§ **EXERCISE INSTRUCTIONS**: Write the listing out again, exactly as it reads below.

§ **MATERIAL SUPPLIED**:
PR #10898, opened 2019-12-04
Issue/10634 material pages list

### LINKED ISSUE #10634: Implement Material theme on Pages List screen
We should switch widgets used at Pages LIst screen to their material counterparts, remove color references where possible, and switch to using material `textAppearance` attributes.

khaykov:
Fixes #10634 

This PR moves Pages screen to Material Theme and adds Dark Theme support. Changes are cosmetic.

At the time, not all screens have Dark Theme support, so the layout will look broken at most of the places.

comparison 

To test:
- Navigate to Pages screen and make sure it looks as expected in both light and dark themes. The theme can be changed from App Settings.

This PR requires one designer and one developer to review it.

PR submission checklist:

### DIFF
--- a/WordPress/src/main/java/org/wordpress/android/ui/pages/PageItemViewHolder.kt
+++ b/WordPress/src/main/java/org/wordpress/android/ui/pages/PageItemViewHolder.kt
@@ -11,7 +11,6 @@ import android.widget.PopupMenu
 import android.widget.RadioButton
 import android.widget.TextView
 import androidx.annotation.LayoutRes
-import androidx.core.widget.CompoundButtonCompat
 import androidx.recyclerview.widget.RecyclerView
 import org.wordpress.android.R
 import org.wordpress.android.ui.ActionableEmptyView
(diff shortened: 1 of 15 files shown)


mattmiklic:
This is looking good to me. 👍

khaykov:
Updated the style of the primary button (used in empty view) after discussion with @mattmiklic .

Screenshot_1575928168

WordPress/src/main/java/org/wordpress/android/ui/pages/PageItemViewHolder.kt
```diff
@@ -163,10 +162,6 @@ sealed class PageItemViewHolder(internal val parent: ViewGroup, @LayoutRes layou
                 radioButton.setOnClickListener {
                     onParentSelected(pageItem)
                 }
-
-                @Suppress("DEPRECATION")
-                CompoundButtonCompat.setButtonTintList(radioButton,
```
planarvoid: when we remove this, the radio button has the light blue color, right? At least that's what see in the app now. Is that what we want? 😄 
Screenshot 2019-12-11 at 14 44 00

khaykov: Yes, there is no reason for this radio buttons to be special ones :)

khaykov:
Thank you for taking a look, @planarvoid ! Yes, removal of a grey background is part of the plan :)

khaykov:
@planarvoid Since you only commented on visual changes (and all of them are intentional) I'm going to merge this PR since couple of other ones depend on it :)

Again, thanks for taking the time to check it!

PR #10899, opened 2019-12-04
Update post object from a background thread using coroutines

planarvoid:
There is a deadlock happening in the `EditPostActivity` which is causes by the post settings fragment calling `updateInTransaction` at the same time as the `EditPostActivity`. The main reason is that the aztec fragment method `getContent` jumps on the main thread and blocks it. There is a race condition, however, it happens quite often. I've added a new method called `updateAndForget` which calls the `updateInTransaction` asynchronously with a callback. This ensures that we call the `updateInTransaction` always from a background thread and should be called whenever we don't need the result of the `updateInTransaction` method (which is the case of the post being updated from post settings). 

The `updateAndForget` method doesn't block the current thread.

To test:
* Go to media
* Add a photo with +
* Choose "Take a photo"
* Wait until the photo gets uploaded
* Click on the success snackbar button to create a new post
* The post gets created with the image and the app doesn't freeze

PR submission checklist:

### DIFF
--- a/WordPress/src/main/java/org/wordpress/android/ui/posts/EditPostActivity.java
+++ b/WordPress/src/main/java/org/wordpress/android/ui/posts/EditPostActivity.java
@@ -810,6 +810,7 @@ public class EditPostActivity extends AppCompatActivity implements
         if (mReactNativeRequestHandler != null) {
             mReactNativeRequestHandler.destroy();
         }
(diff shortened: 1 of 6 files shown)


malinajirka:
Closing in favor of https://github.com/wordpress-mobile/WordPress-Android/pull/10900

§ **ANSWER BOX**:
PR #10898, opened 2019-12-04
Issue/10634 material pages list

### LINKED ISSUE #10634: Implement Material theme on Pages List screen
We should switch widgets used at Pages LIst screen to their material counterparts, remove color references where possible, and switch to using material `textAppearance` attributes.

khaykov:
Fixes #10634 

This PR moves Pages screen to Material Theme and adds Dark Theme support. Changes are cosmetic.

At the time, not all screens have Dark Theme support, so the layout will look broken at most of the places.

comparison 

To test:
- Navigate to Pages screen and make sure it looks as expected in both light and dark themes. The theme can be changed from App Settings.

This PR requires one designer and one developer to review it.

PR submission checklist:

### DIFF
--- a/WordPress/src/main/java/org/wordpress/android/ui/pages/PageItemViewHolder.kt
+++ b/WordPress/src/main/java/org/wordpress/android/ui/pages/PageItemViewHolder.kt
@@ -11,7 +11,6 @@ import android.widget.PopupMenu
 import android.widget.RadioButton
 import android.widget.TextView
 import androidx.annotation.LayoutRes
-import androidx.core.widget.CompoundButtonCompat
 import androidx.recyclerview.widget.RecyclerView
 import org.wordpress.android.R
 import org.wordpress.android.ui.ActionableEmptyView
(diff shortened: 1 of 15 files shown)


mattmiklic:
This is looking good to me. 👍

khaykov:
Updated the style of the primary button (used in empty view) after discussion with @mattmiklic .

Screenshot_1575928168

WordPress/src/main/java/org/wordpress/android/ui/pages/PageItemViewHolder.kt
```diff
@@ -163,10 +162,6 @@ sealed class PageItemViewHolder(internal val parent: ViewGroup, @LayoutRes layou
                 radioButton.setOnClickListener {
                     onParentSelected(pageItem)
                 }
-
-                @Suppress("DEPRECATION")
-                CompoundButtonCompat.setButtonTintList(radioButton,
```
planarvoid: when we remove this, the radio button has the light blue color, right? At least that's what see in the app now. Is that what we want? 😄 
Screenshot 2019-12-11 at 14 44 00

khaykov: Yes, there is no reason for this radio buttons to be special ones :)

khaykov:
Thank you for taking a look, @planarvoid ! Yes, removal of a grey background is part of the plan :)

khaykov:
@planarvoid Since you only commented on visual changes (and all of them are intentional) I'm going to merge this PR since couple of other ones depend on it :)

Again, thanks for taking the time to check it!

PR #10899, opened 2019-12-04
Update post object from a background thread using coroutines

planarvoid:
There is a deadlock happening in the `EditPostActivity` which is causes by the post settings fragment calling `updateInTransaction` at the same time as the `EditPostActivity`. The main reason is that the aztec fragment method `getContent` jumps on the main thread and blocks it. There is a race condition, however, it happens quite often. I've added a new method called `updateAndForget` which calls the `updateInTransaction` asynchronously with a callback. This ensures that we call the `updateInTransaction` always from a background thread and should be called whenever we don't need the result of the `updateInTransaction` method (which is the case of the post being updated from post settings). 

The `updateAndForget` method doesn't block the current thread.

To test:
* Go to media
* Add a photo with +
* Choose "Take a photo"
* Wait until the photo gets uploaded
* Click on the success snackbar button to create a new post
* The post gets created with the image and the app doesn't freeze

PR submission checklist:

### DIFF
--- a/WordPress/src/main/java/org/wordpress/android/ui/posts/EditPostActivity.java
+++ b/WordPress/src/main/java/org/wordpress/android/ui/posts/EditPostActivity.java
@@ -810,6 +810,7 @@ public class EditPostActivity extends AppCompatActivity implements
         if (mReactNativeRequestHandler != null) {
             mReactNativeRequestHandler.destroy();
         }
(diff shortened: 1 of 6 files shown)


malinajirka:
Closing in favor of https://github.com/wordpress-mobile/WordPress-Android/pull/10900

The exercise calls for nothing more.